A critical point for more beneficial BNCT is to achieve a high delivery amount of ¹⁰B to tumor cells; however, it is considered to be more important to maximize the TBR of ¹⁰B uptake for proper therapeutic efficacy in tumors with less damage to normal tissues. L-BPA is currently used as a ¹⁰B carrier molecule to tumors, and although some preliminary evidence for the therapeutic effectiveness of BNCT using L-BPA has been reported, clinical outcomes are still considered to be unsatisfactory [30, 31]. The major limitation of BNCT efficacy is the relatively low TBR of ¹⁰B uptake [6]. Tentative BBB-D using hyperosmotic agents or sonication has been proposed to facilitate the brain tumor uptake of L-BPA/¹⁸F-FBPA [4, 15]. When an intracarotid injection of L-BPA was combined with a pretreatment with hyperosmotic mannitol, the TBR of L-BPA was 1.3–1.6-fold higher in F98 glioma than in the non-treated control [4, 15]. However, in addition to BBB-D, the administration of mannitol increases the glomerular filtration rate and renal blood flow [32], which may affect the kinetics and delivery of L-BPA to tissues due to a change in the excretion rate from the blood to the urinary tract. Another pretreatment with focused ultrasound sonication also enhanced the TBR of ¹⁸F-FBPA into the brain tumor by up to 1.75-fold that of the non-treated control [16]. One of the difficulties associated with BBB-D is possible neurotoxicity that may result in the exposure of normal brain tissues to toxic materials. Although L-BPA is not known to be neurotoxic, BBB-D further disseminates ¹⁰B-BPA as well as ¹⁸F-FBPA not only to tumor cells, but also to normal brain tissues that have an intact BBB before manipulations. Furthermore, since these BBB-D manipulations require pre-treatments with drugs or sonication prior to the administration of BPA, the delivery of BPA into tumor cells may be affected by individual responses to these pre-treatments, which are difficult to predict prior to BNCT. In contrast, the present results suggested that D-isomerization improved the TBRs of ¹⁸F-FBPA in C6 glioma without any pre-treatments. Based on the higher TRB of D-¹⁸F-FBPA than L-¹⁸F-FBPA, the D-isomerization of BPA may have potential as a method to improve the TBR of ¹⁰B uptake. Further animal studies are needed not only to investigate the effects of the D-isomerization of BPA on TBR improvement, but also to evaluate treatment efficacy with BNCT.
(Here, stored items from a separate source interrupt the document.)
PR #436, opened 2024-02-28
feat(halo/config): support snapshot keep recent flag

corverroos:
Adds a `--snapshot-keep-recent` flag to halo to configure the number of snapshots to keep on disk.

Disable snapshot pruning in e2e tests to avoid [flapping](https://github.com/omni-network/omni/actions/runs/8073387873/job/22057172343) test if restoring a snapshot is slow (due to network blips).

task: none

### DIFF
--- a/halo/config/config.go
+++ b/halo/config/config.go
@@ -25,9 +25,10 @@ const (
 	networkFile     = "network.json"
 	attestStateFile = "xattestations_state.json"
 
-	DefaultHomeDir          = "./halo" // Defaults to "halo" in current directory
-	defaultSnapshotInterval = 1000     // Roughly once an hour (given 3s blocks)
-	defaultMinRetainBlocks  = 0        // Retain all blocks
+	DefaultHomeDir            = "./halo" // Defaults to "halo" in current directory
+	defaultSnapshotInterval   = 1000     // Roughly once an hour (given 3s blocks)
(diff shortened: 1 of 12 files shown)


halo/config/config.go
```diff
@@ -25,9 +25,10 @@ const (
 	networkFile     = "network.json"
 	attestStateFile = "xattestations_state.json"
 
-	DefaultHomeDir          = "./halo" // Defaults to "halo" in current directory
-	defaultSnapshotInterval = 1000     // Roughly once an hour (given 3s blocks)
-	defaultMinRetainBlocks  = 0        // Retain all blocks
+	DefaultHomeDir            = "./halo" // Defaults to "halo" in current directory
+	defaultSnapshotInterval   = 1000     // Roughly once an hour (given 3s blocks)
+	defaultSnapshotKeepRecent = 2
```
jmozah, line 30: Do you think having the same defaultSnapshotKeepRecent in the main net is safe? is there any. scenario in which having more snapshots might help. May be when there is a stall or something..

jmozah (approved):

halo/config/config.go
corverroos: this is the default of cosmos-SDK. I assume two is good enough. Basically just latest, and a backup of latest.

The present study demonstrated the potential of D-¹⁸F-FBPA as a better brain tumor imaging agent with higher TBR than its original L-isomer and previously reported tyrosine-based PET imaging agents. D-isomerization was more effective for ¹⁸F-FBPA than ¹¹C-CMT to improve TBR for brain tumor imaging agents. This improved TBR of D-¹⁸F-FBPA without any pre-treatments, such as tentative BBB-D using hyperosmotic agents or sonication, suggests that the D-isomerization of BPA results in the more selective accumulation of ¹⁰B in tumor cells that is more effective and less toxic than conventional L-BPA.